You may, alternatively, leave it out, which means to run the
estimation on the linear part only and to switch back to an additive
(AM) or a generalized additive model (GAM).
Most quantlets of the quantlib gam
allow to use different estimation
procedures: local constant, local linear or local quadratic. Hence, they
are able to estimate the additive functions and its derivatives.

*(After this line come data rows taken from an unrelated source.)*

PR #226, opened 2024-10-17
docs: cip for tx limits

jcstein:
## Overview

Closes https://github.com/celestiaorg/celestia-app/issues/3970


cips/cip-tx-limits.md
```diff
@@ -0,0 +1,34 @@
...
+
+This CIP proposes to set the limit for transaction size. The proposal is to set the transaction size limit to 2MiB. Setting the transaction size limit is consensus-breaking.
+
+## Specification
+
+1. Transaction size is limited to 2MiB by setting the versioned parameter `MaxTxSize` to 2097152, which is 2MiB in bytes. From version v3 and above, in `CheckTx`, `PrepareProposal`, and `ProcessProposal`, each transaction's size is checked against the `appconsts.MaxTxSize` threshold. This ensures that transactions over the limit are rejected or excluded at all stages, from initial submission to execution.
+
+## Rationale
+
+The rationale for this proposal is to set the transaction size limit to 2MiB, even with 8MiB blocks, to prevent issues with gossiping large transactions. Gossiping an 8MiB transaction without chunking could be detrimental to the network. This is a consensus-breaking change.
```
rootulp, line 22: @ninabarbakadze can you elaborate here on why we implemented this as a consensus breaking change instead of modifying the default mempool `MaxTxBytes` to 2 MiB?

I asked about it in a few places (Slack) and https://github.com/celestiaorg/celestia-app/issues/3686#issuecomment-2393738597

rootulp (approved):
Note this PR closes https://github.com/celestiaorg/celestia-app/issues/3970

Thanks for putting this up. I think it's safe to merge but it would be nice if @ninabarbakadze added more details before we move this from draft.

cips/cip-tx-limits.md
jcstein: I'll wait on feedback until tomorrow and plan to get draft in then. Thank you @ninabarbakadze and @rootulp !

ninabarbakadze: because every node can set the default to any value they choose to and afaik we don't know the effect large transactions are going to have on the network so in my understanding it's preventative. cc @evan-forbes

cips/cip-28.md
```diff
@@ -0,0 +1,34 @@
...
+
+The rationale for this proposal is to set the transaction size limit to 2MiB, even with 8MiB blocks, to prevent issues with gossiping large transactions. Gossiping an 8MiB transaction without chunking could be detrimental to the network. This is a consensus-breaking change.
+
+## Backwards Compatibility
+
+This proposal is meant to be included with v3 and the [Ginger Network Upgrade](./cip-25.md). It is a consensus-breaking change.
+
+## Security Considerations
+
+This proposal does not introduce any new security risks. However, it does impact network behavior and user experience, which should be carefully considered during implementation.
```
ninabarbakadze, line 30: Any changes to the block validity rules (via `PrepareProposal` and `ProcessProposal`) introduce implementation risks that could potentially lead to a chain halt.

cips/cip-tx-limits.md
rootulp: Agreed the motivation for the change is preventative.

> because every node can set the default to any value they choose to

Nodes can override the default but I expect most nodes will use the default. Assuming most nodes use the default config, transactions larger than 2 MiB won't be included in blocks so blob submitters will continue submitting blobs <= 2 MiB so that their blobs get included in blocks.

ninabarbakadze: I agree with you but it seemed like we wanted to have a hard limit on it.

rootulp: Yea, I'm wondering why did we want the hard limit? The non-consensus breaking change is still preventative.

cips/cip-28.md
jcstein, line 30:
```suggestion
Any changes to the block validity rules (via `PrepareProposal` and `ProcessProposal`) introduce implementation risks that could potentially lead to a chain halt.
```

cips/cip-28.md
```diff
@@ -0,0 +1,34 @@
...
+
+This CIP proposes to set the limit for transaction size. The proposal is to set the transaction size limit to 2MiB. Setting the transaction size limit is consensus-breaking.
+
+## Specification
+
+1. Transaction size is limited to 2MiB by setting the versioned parameter `MaxTxSize` to 2097152, which is 2MiB in bytes. From version v3 and above, in `CheckTx`, `PrepareProposal`, and `ProcessProposal`, each transaction's size is checked against the `appconsts.MaxTxSize` threshold. This ensures that transactions over the limit are rejected or excluded at all stages, from initial submission to execution.
+
+## Rationale
+
+The rationale for this proposal is to set the transaction size limit to 2MiB, even with 8MiB blocks, to prevent issues with gossiping large transactions. Gossiping an 8MiB transaction without chunking could be detrimental to the network. This is a consensus-breaking change.
```
jcstein, line 22:
```suggestion
The proposal to set the transaction size limit to 2MiB, even with blocks of 8MiB or larger, is primarily preventative. Gossiping transactions approaching 8MiB without chunking could be detrimental to the network. While this could be implemented as a non-consensus breaking change by modifying the default mempool `MaxTxBytes`, a consensus-breaking change was chosen for the following reasons:

1. Enforces a hard limit across all nodes, preventing discrepancies.
1. Provides stronger safeguards against potential network issues from large transactions.
1. Allows for controlled future experimentation with transaction sizes.

This approach prioritizes network-wide consistency and stability, but requires a coordinated network upgrade.
```

cips/cip-tx-limits.md
jcstein: Suggested revision below: https://github.com/celestiaorg/CIPs/pull/226#discussion_r1806974380

cips/cip-28.md
jcstein: Suggested revision below: https://github.com/celestiaorg/CIPs/pull/226#discussion_r1806968634

PR #228, opened 2024-10-19
docs: move CIPs 26,27,28 to Review

jcstein:


rootulp (approved):
CIP-27 and CIP-28 don't have test cases but it looks like that's optional per https://github.com/celestiaorg/CIPs/blob/0cf3a6fec91b145a5b96cdb5b217cfa7de358afd/cips/cip-1.md?plain=1#L287-L291 so LGTM.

At least one vector of bandwidths is needed for all estimation
procedures. Most of them additionally ask for a second bandwidth for
the directions not of interest.
In case of the backfitting algorithm you need to specify the
kernel function.
For generalized models you are asked to select the distribution of the
dependent variable y and the link function.
At last, before starting the estimation, it is possible to change the
optional control parameters. It depends on the previous selections
which of them appear (for detailed description of the options see
Section 7.3). Some of them refer to the
graphical output, others allow to exclude variables, to supply a grid, to
produce an output with descriptive statistics and to display
the steps of the estimation process.
Subsequently a graphical output presents the estimation results for the
nonlinear and should the occasion arise also for the linear part. If
selected, descriptive statistics are shown additionally.
The following pictures were acquired using the data from
gam10.xpl
.
The resulting output is made globally available as a list object gamfit. It
contains:
- gamfit.m
-
matrix, the estimates for the nonlinear
part
- gamfit.opt
- internally used option list
and if given
- gamfit.b
-
vector, the coefficients of the linear
part
- gamfit.bv
-
covariance matrix for the estimated
coefficients of (GAPLM)
- const
- constant of the model
Although
gamfit
is an interactive tool, you are free to provide
initially any additional option or parameter needed for the estimation
of your model. The bandwidths h and g, the grid or the discrete
variable x are typical examples. Look up the options corresponding to
your model in Section 7.3. Section 7.5
gives instructions on optional parameters.